By default, the xmllint command only checks the validity aspects that apply to any XML document, for example, that every start <tag> is matched by a closing </tag>. But not that the actual tag and attribute names are ones recognized by the DITA XML dialect. That extra level of checking requires additional setup. (Instructions pending.)
As mentioned previously, building either HTML or PDF output provides an extra level of validation, producing warnings or errors for any cross-file mismatches between IDs, filenames, and conref / topicref / mapref / href elements. HTML is typically the format that's faster and less memory-intensive to build.
By convention, to allow for filtering in JIRA reports and email notifications, commits that are purely for documentation updates include the eyecatcher string DOCS inside square brackets. (Literal example with square brackets omitted for the moment because Confluence wants to turn it into a link.)

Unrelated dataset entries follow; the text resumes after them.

PR #658, opened 2020-10-22
Flag NaNs in abscal solutions

jsdillon:
With the recent abscal updates in #647, it seems that I've introduced the ability for abscal to insert NaNs in the the gain solutions. This happened with a single frequency, time, and polarization (but all ants) when running 2459122, which then caused smooth_cal to choke, spinning its wheels endlessly. I have verified that this fix makes smooth_cal converge in a reasonable amount of time.


anguta (approved):
looks good!

PR #659, opened 2020-10-23
Move abscal nan flagging to end

jsdillon:
While #658 didn't do what I was hoping, it appears that this does the trick.


anguta (approved):
I approve, pending tests passing.

PR #629, opened 2020-08-18
flag factorization before filtering runs.

anguta:
This pull request allows for flag factorization to be performed as part of delay and xtalk filtering. Also add baseline parallelization support for delay-filtering.

Closes #630 #632 Depends on #619 and #625

PR #668, opened 2020-11-24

Often, an IMPALA- JIRA for a new feature or improvement has a subtask (with its own JIRA number) for documenting the new feature or the behavior changes. When including a JIRA number in the subject line of the commit message, prefer to use the JIRA number for the parent issue rather than the one for the doc-specific subtask.
This looks outdated, relating to the incubation process. Any objections to deleting it?
There might still be some good info, especially in the "Authoring Logistics" section. Let's let John decide since he was the creator of this page.
Let's keep this. There's a lot I can add under "Authoring Logistics", based on bringing a new writer up to speed. I think it would work best to beef up this page and then link to it from Contributing to Impala, because the details would probably overwhelm that page.
Good idea, thanks for taking a look!